To detect failures, Zab employs periodic heartbeat messages between followers and their leaders. If a leader does not receive heartbeats from a quorum of followers within a given timeout, it abandons its leadership and shifts to state election and Phase 0. A follower also goes to Leader Election Phase if it does not receive heartbeats from its leader within a timeout.
We want to commit a transaction in several nodes so it will be committed in all of the nodes or in none.
One nodes is designed as the coordinator.
Each node has persistent storage.
Each node can eventually communicate with any other node.
Each node will recover from a crash eventually i.e., fail-recovery model.
Coordinator sends COMMIT_REQUEST to all other nodes.
A node that receive COMMIT_REQUEST write it to its a transaction log, hold the required commit resources and send AGREED message to the coordinator. If node can not commit, then it will send ABORT message to the coordinator
If the coordinator did not received response from a node, it will re-send the node another COMMIT_REQUEST message or after sometime it will sent ABORT message to all the nodes.
if the coordinator received AGREED from all nodes, it will send a COMMIT message to all nodes.
If the coordinator received ABORT from any of the nodes, it will send an ABORT message to all nodes.
If the coordinator did not received response from a node, it will re-send the node another COMMIT message.

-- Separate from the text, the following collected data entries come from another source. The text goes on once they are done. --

PR #11487, opened 2024-12-12
Typo fix in restore-state-ios.md

elitree:
Small typo fix.


parlough (approved):
Thanks for noticing and fixing this!

PR #11494, opened 2024-12-13
Update DevTools release notes for cherry pick release 2.40.2

kenzieschmoll:
Some notes in the 2.41.0 release needed to be moved to 2.40.2 and some could be deleted since they fixed bugs that we did not actually release since the cherry pick release landed.


sfshaza2 (approved):
lgtm

PR #11500, opened 2024-12-16
Increase required version of node and pnpm

parlough:
If you installed your version of `node` before November, you might need to update to the latest LTS or newer after this lands.

So the site now requires:

- Flutter 3.27 (Dart 3.6) or later
- Node 22.11 or later
- pnpm 9.12.3 or later

The dependency upgrades in this PR should also resolve https://github.com/flutter/website/security/dependabot/109


sfshaza2 (approved):
lgtm

PR #11507, opened 2024-12-17
Adding updated info about Impeller and a link to the "can I use" page

sfshaza2:
@chinmaygarde, can you take a look? I've added the "Can I use Impeller" page. The website impeller page needs further work, but this is a start...


mariamhas (commented):
Overall this looks good to me.

For android, I think we should keep the previous text about fallback support.

"On devices that don't support Vulkan, Impeller will fallback to the the legacy OpenGL renderer. No action on your part is necessary for this fallback behavior. Consider trying Impeller on Android before it becomes the default on stable, you can explicitly opt into it."

@zanderso should be added as a reviewer

jonahwilliams (approved):
LGTM

I think the change seems good. I agree with @mariamhas that we should keep the line about the fallback, just to answer the questions folks may have about why their particular device isn't using Impeller

sfshaza2:
Thanks so much, @mariamhas and @jonahwilliams! Would you like to weigh in, @zanderso?

zanderso (approved):

parlough (approved):

sfshaza2:
I spoke offline to @mariamhas and she said that @jonahwilliams's approval is enough to land. So, I'm landing.  :)

PR #11520, opened 2024-12-19
Update shader compilation jank guide

### LINKED ISSUE #6415: Explain benefit of shader compilation warmup on 'Reduce shader compilation jank on mobile' page
### Page URL

https://flutter.dev/docs/perf/rendering/shader/
https://docs.flutter.dev/perf/shader

### Page source

https://github.com/flutter/website/tree/main/src/docs/perf/rendering/shader.md

### Describe the problem

We likely need to update our guidance for when to use / what benefits users will get from shader compilation warmup. Among other things, shader warmup done on higher end phones may not be applicable to lower end phones. We'd expect this to be more of an issue for Android devices (in contrast to iOS ones).

### Expected fix

_No response_

### Additional context

cc @zanderso

### LINKED ISSUE #6504: Update `flutter drive` to `flutter test` on 'Reduce shader compilation jank on mobile' page
# Page Url
https://docs.flutter.dev/perf/rendering/shader/

# Page Source
https://github.com/flutter/website/tree/main/src/perf/rendering/shader.md

## Describe the problem

The current docs (https://docs.flutter.dev/perf/rendering/shader) has a method to do warmup using integration tests, but this uses the older `flutter driver` way of running integration tests instead of the newer and now standard `flutter test` way.

## Expected Fix

Migrate these integration tests to use new `flutter test`

antfitch:
The shader compilation jank guide was out of date and needed a few updates:

* Impeller is now the default graphics renderer for mobile devices. Updated wording to shift the focus around how we talk about Impeller and Skia.
* Removed integration test steps.
* Added a list of important considerations to capture potential issues that might come up when using cache-sksl.
* Completed a light refactor (guide's a bit old and needed a fresh up).

---

Fixes #6504
Closes #6415


sfshaza2 (approved):
lgtm
Thanks, @antfitch!

src/content/perf/shader.md
```diff
@@ -69,29 +40,39 @@ The following screenshot shows an example timeline tracing.
...
+
+If you're not using Flutter's Impeller graphics renderer and you're creating an
+iOS app, you can minimize shader compilation jank by bundling precompiled
+shaders with your iOS app. To learn more, see the iOS app development
+documentation.
 
-On iOS, "first run" means that the user might see
-jank when an animation first occurs every time
-the user opens the app from scratch.
+If you're not using Flutter's Impeller graphics renderer and you're creating an
```
jonahwilliams, line 50: We don't actually recommend/support using the cached sksl on android - we found that the shaders generated weren't compatible across different devices so its not safe to do. I don't know where we documented this

jonahwilliams: I would vote for removing all documentation on SkSL warmup, as we plan to remove all of the tooling for it in the next quarter or so.

src/content/perf/shader.md
```diff
@@ -69,29 +40,39 @@ The following screenshot shows an example timeline tracing.
...
+Android app.
+
+Important considerations:
+
+* On Android, precompiled shaders are device or GPU-specific.
+* The precompiled shaders for Android might only work with a subset of devices.
+* Precompiled shaders could make jank worse or produce errors on some
+  types of Android devices while making jank better on others.
+* With `cache-sksl`, you can precompile shaders for one specific class of
+  Android device at a time.
```
parlough, line 68: If keeping this section, update "Android device" to "Android-powered device". Not super important, but the style guide does call it out: https://developers.google.com/style/word-list#android-powered

src/content/perf/shader.md
```diff
@@ -6,61 +6,32 @@ description: What is shader jank and how to minimize it.
...
-which is the default renderer on iOS.
-You can preview Impeller on Android by passing
-`--enable-impeller` to `flutter run.
+This document describes what shader compilation jank is and how to minimize it.
+
+Shader compilation jank is the annoying stutter you sometimes see in
+animations, especially the first time you run an app. This happens because the
+app has to compile shaders while it's running.
+
+If you are using [Impeller][], Flutter's default mobile renderer, you shouldn't
```
parlough, line 15:
```suggestion
If your app is using [Impeller][], Flutter's default mobile renderer, you shouldn't
```

parlough (approved):
Nice cleanup for some long-standing issues, thanks!!

Looks good to me, but do consider making more adjustments in relation to Jonah's comments. Feel free to do it in a follow-up PR if you prefer to land this first :)

---

Another thing to note, but doesn't need changes for this PR to land, do try to use semantic line breaks for text in Markdown.

It helps make change review and history tracking easier and cleaner. I find it also helps me notice and form the logic of sentences as I write them. Eventually it becomes natural.

https://sembr.org/ has some guidelines to loosely follow and https://rhodesmill.org/brandon/2012/one-sentence-per-line/ has some discussion and history about them too :D

src/content/perf/shader.md
antfitch: I was wondering about this. I'll remove the documentation since it appears to be obsolete.

jonahwilliams (approved):
LGTM

sfshaza2 (approved):
It looks to me like you covered everything including a redirect. lgtm

src/content/perf/shader.md
sfshaza2: Even betterer:
If your app uses [Impeller][], Flutter's default mobile renderer,
you shouldn't

PR #358, opened 2023-07-06
fix(Deno): generate tarball at tg level

afmika:


meta-cli/src/typegraph/postprocess.rs
```diff
@@ -103,43 +103,53 @@ pub mod deno_rt {
...
+        }
+
+        if tg_path.is_relative() {
+            bail!(
+                "typegraph path {:?} is relative, absolute expected",
+                tg_path.display()
+            );
+        }
+
+        let tg_root = if let Some(parent) = tg_path.parent() {
```
zifeo, line 124: .context() is cleaner

typegraph/core/tests/snapshots/test_sdks__typegraphs__simple.snap
```diff
@@ -219,7 +219,7 @@ input_file: typegraph/core/tests/typegraphs/simple.ts
           "idempotent": true
         },
         "data": {
-          "code": "tmp/unpacked,tmp/unpacked/three.ts"
+          "code": "tmp/unpacked,tmp/unpacked/scripts,tmp/unpacked/scripts/deno,tmp/unpacked/scripts/deno/three.ts,tmp/unpacked/simple.py,tmp/unpacked/simple.ts"
```
zifeo, line 222: tmp are ignored by the glob, this is why the test does not pass

zifeo (commented):
Merged and fix in https://github.com/metatypedev/metatype/pull/350

typegraph/python/typegraph/runtimes/deno.py
```diff
@@ -132,10 +131,17 @@ def __attrs_post_init__(self):
             if self.code is not None:
                 raise Exception("you must only give either source file or source code")
 
-            from typegraph.graph.typegraph import get_absolute_path
+            # from typegraph.graph.typegraph import get_absolute_path
+
+            # depth 0: typegraph.py (definition)
```
zifeo, line 136: not always true, for instance if an importer is used into another file?

afmika: Definitely, this is why I dropped the inspect approach.

PR #365, opened 2023-07-17
feat(gate): generate openapi over rest endpoints

afmika:
This solves MET-205


typegate/src/engine.ts
```diff
@@ -262,7 +266,16 @@ export class Engine {
...
-      this.rest[effectToMethod[effect!]][name] = [plan, checkVariables];
+      const getVariableNames = () => {
+        const defs = unwrappedOperation.variableDefinitions ?? [];
+        return defs.map((v) => v.variable.name.value);
+      };
+
+      this.rest[effectToMethod[effect!]][name] = [
+        plan,
+        checkVariables,
+        getVariableNames,
```
zifeo, line 277: Let's store an object and pre-compute the variables name directly here.

typegate/src/services/rest_service.ts
```diff
@@ -24,6 +31,17 @@ export async function handleRest(
     const name = url.pathname.split("/").slice(
       3,
     ).join("/");
+
+    if (name == "__schema") {
```
zifeo, line 35: can you check that we have this in GET only ?

typegate/src/services/rest_service.ts
```diff
@@ -24,6 +31,17 @@ export async function handleRest(
...
+      logger.info(`rest: ${name} fetch openapi schema`);
+      const res = buildOpenAPISpecFrom(url.origin, engine);
+      headers.set("Content-Type", "application/json");
+      return new Response(res, {
+        status: 200,
+        headers,
+      });
+    }
+
```
zifeo, line 44: for GET /, let's return them something similar to [this](https://github.com/metatypedev/metatype/blob/main/typegate/src/services/playground_service.ts) with [that](https://redocly.com/docs/redoc/deployment/html/#step-2---reference-the-redoc-script)

typegate/src/services/rest_service.ts
```diff
@@ -95,3 +113,120 @@ export async function handleRest(
...
+  for (const method of Object.keys(engine.rest)) {
+    const queries = engine.rest[method];
+    for (const name of Object.keys(queries)) {
+      const [, , getVariables] = queries[name];
+
+      const parameters = getVariables().map((v) => ({
+        name: v,
+        in: "query",
+        required: true,
+        schema: { type: "string" },
```
zifeo, line 185: They can also be more complex like an object with field of int or nested objects. We may want to have everything pre-cooked at typegraph push and re-use some of the typing logic we have for the graphql request.

typegate/src/services/rest_service.ts
```diff
@@ -95,3 +113,120 @@ export async function handleRest(
...
+            500: genericErrorResponse(name, 500),
+            403: genericErrorResponse(name, 403),
+            400: genericErrorResponse(name, 400),
+          },
+        },
+      };
+    }
+  }
+
+  spec.paths[`/${title}/rest/__rest`] = {
```
zifeo, line 211: I believe you can remove that one (as in graphql the introspection does not explain itself)

zifeo (commented):
Looks good so far!

typegate/src/services/rest_service.ts
```diff
@@ -28,9 +30,11 @@ export async function handleRest(
     const queries = engine.rest[req.method];
     const url = new URL(req.url);
 
-    const name = url.pathname.split("/").slice(
+    const parts = url.pathname.split("/");
```
zifeo, line 33: const [typegraphName, ...parts] =

typegate/src/services/rest_service.ts
```diff
@@ -48,6 +52,12 @@ export async function handleRest(
       }
     }
 
+    if (req.method === "GET" && config.debug && (name === "/" || !name)) {
```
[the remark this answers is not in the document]
afmika: I check for the schema name first then the GET method, but you are right, I should refactor it a bit. 👍

zifeo (approved):

PR #375, opened 2023-07-27
feat(gate): deno worker should timeout internal functions to avoid infinite loop or similar

afmika:
Attempt solving MET-120.

There seems to be an issue when using `setTimeout` and `setInterval` in tests even if they are 'properly' cleared. (some might be cancelled prematurely?)
```
Deno runtime ... should work with async function => ./typegate/tests/utils/test.ts:148:30
error: Leaking async ops:
  - 1 async operation to sleep for a duration was started before this test, but was completed during the test. Async operations should not complete in a test if they were not started in that test.
            This is often caused by not cancelling a `setTimeout` or `setInterval` call.
```

I also tried using an external sleep source like `$ sleep 1s` but it seems to have similar issues
```
error: Leaking resources:
  - A child process stdout (rid 158) was opened before the test started, but was closed during the test. Do not close resources in a test that were not created during that test.
```

[Update]
Disable `sanitizeOps` while making sure all resources are closed properly.
```typescript
Meta.test("test title", async (t) => {
  // test body
}, { sanitizeOps: false });
```


zifeo:
@afmika Can you push the version with const inter = setInterval() and clearInterval(inter)? This should work but we may need to setup a cleaning call from the runtime shutdown hook.

typegate/src/runtimes/patterns/messenger/async_messenger.ts
```diff
@@ -34,12 +42,48 @@ export class AsyncMessenger<Broker, M, A> {
...
+            this.receive({
+              id: item.message.id,
+              error: `${maxDurationMs / 1000}s timeout exceeded (+${
+                (delta - maxDurationMs) / 1000
+              }s)`,
+            });
+            this.#pendingOperations.pop(); // O(log N)
+
+            if (config.timer_destroy_ressources) {
+              this.#stop(this.broker); // force abort
```
zifeo, line 81: It should not only stop & cancel all ongoing promises (use a specific errors so the resolver throw an error explained it has been interrupted by another one), but also restart (if lazy easy, if sync a bit more complex) and make sure next requests are successfully fulfilled

typegate/src/runtimes/patterns/messenger/async_messenger.ts
```diff
@@ -34,12 +42,48 @@ export class AsyncMessenger<Broker, M, A> {
...
+
+  initTimer() {
+    if (this.#timer === undefined) {
+      this.#timer = setInterval(() => {
+        const currentDate = Date.now();
+        const item = this.#pendingOperations.peek(); // O(1)
+        if (item !== undefined) {
+          // safe removal
+          const delta = currentDate - item.date;
+          if (this.#doneIds.has(item.message.id)) {
```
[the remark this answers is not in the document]
afmika: `pendingOperations`: automatic sort by date, the min access is constant. But scanning is still linear.
`doneIds`: scans are constants.
`doneIds` is unpopulated accordinly as the timer ticks.

typegate/src/runtimes/patterns/messenger/async_messenger.ts
afmika: `restart` as in (1) restarting the task (restart broker + re-run task) or (2) restart the broker ?

typegate/src/runtimes/patterns/messenger/async_messenger.ts
```diff
@@ -34,12 +42,48 @@ export class AsyncMessenger<Broker, M, A> {
...
+              id: item.message.id,
+              error: `${maxDurationMs / 1000}s timeout exceeded (+${
+                (delta - maxDurationMs) / 1000
+              }s)`,
+            });
+            this.#pendingOperations.pop(); // O(log N)
+
+            if (config.timer_destroy_ressources) {
+              this.#stop(this.broker); // force abort
+            } // else: let the process owner destroy the ressources
```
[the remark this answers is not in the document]
zifeo: Ok, so process owner = instance owner?

typegate/src/runtimes/patterns/messenger/async_messenger.ts
zifeo: 2 :)

typegate/src/runtimes/patterns/messenger/async_messenger.ts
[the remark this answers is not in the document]
afmika: yes! this is a hack for the infinite loop test. Clearly not the best option, but I am still working on it.

typegate/src/config.ts
```diff
@@ -39,6 +39,8 @@ const schema = {
     }
     return bytes;
   }),
+  timer_max_timeout_ms: z.number().positive().max(60000), // 1min
+  timer_destroy_ressources: z.boolean().default(true),
```
zifeo, line 43: Let's have all default at the same place: `.default(true)` shall already be taken care by line 86

typegate/tests/runtimes/deno/deno_test.ts
```diff
@@ -155,3 +156,36 @@ Meta.test("Deno runtime: reloading", async (t) => {
...
+      await gql`
+          query {
+            infiniteLoop(enable: true)
+          }
+        `
+        .expectErrorContains("timeout exceeded")
+        .on(e);
+    },
+  );
+  config.timer_destroy_ressources = configValue;
```
zifeo, line 190: Test that request can still continue afterwards?

zifeo (commented):
And same tests for Python?

typegate/tests/runtimes/deno/deno_test.ts
afmika: This was an `async ops` hack. This test seems to break the ci anyways, it makes test-typegate running indefinitely  (vs local). Still working on how to tackle it properly.

zifeo (dismissed):

typegate/src/config.ts
```diff
@@ -39,6 +39,9 @@ const schema = {
     }
     return bytes;
   }),
+  timer_max_timeout_ms: z.number().positive().max(60000),
+  timer_max_timeout_test_ms: z.number().positive().max(60000),
```
zifeo, line 43: I was more thinking on injection config.timer_max_timeout_ms in utils/mod.ts because adding an env var just for test sounds a bit heavy :)

typegate/src/runtimes/python_wasi/python_wasm_messenger.ts
```diff
@@ -14,7 +14,7 @@ export class PythonWasmMessenger extends AsyncMessenger<
   private constructor() {
     const vmMap = new Map<string, PythonVirtualMachine>();
     super(
-      vmMap,
+      () => vmMap,
```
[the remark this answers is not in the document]
afmika: In the new start scheme introduced, after stopping a broker, we call `start(broker)`.  For python runtime's case, start has no effect since all VMs are initialized at init.

zifeo (approved):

A node the receive COMMIT message will commit and sent a response COMMITTED.
The coordinator will complete a commit after it received COMMITTED message from all the nodes.
A node that receive an ABORT message will roll back the transaction.
This protocol is blocking i.e., a node will hold commit related resources until coordinator will receive COMMITTED message from all nodes.
We assume that all nodes will recover after a crash – but this is not always the case and in case the coordinator will crash after nodes approved a commit and before he sent them COMMIT message – then nodes will wait for manager and hold resources forever.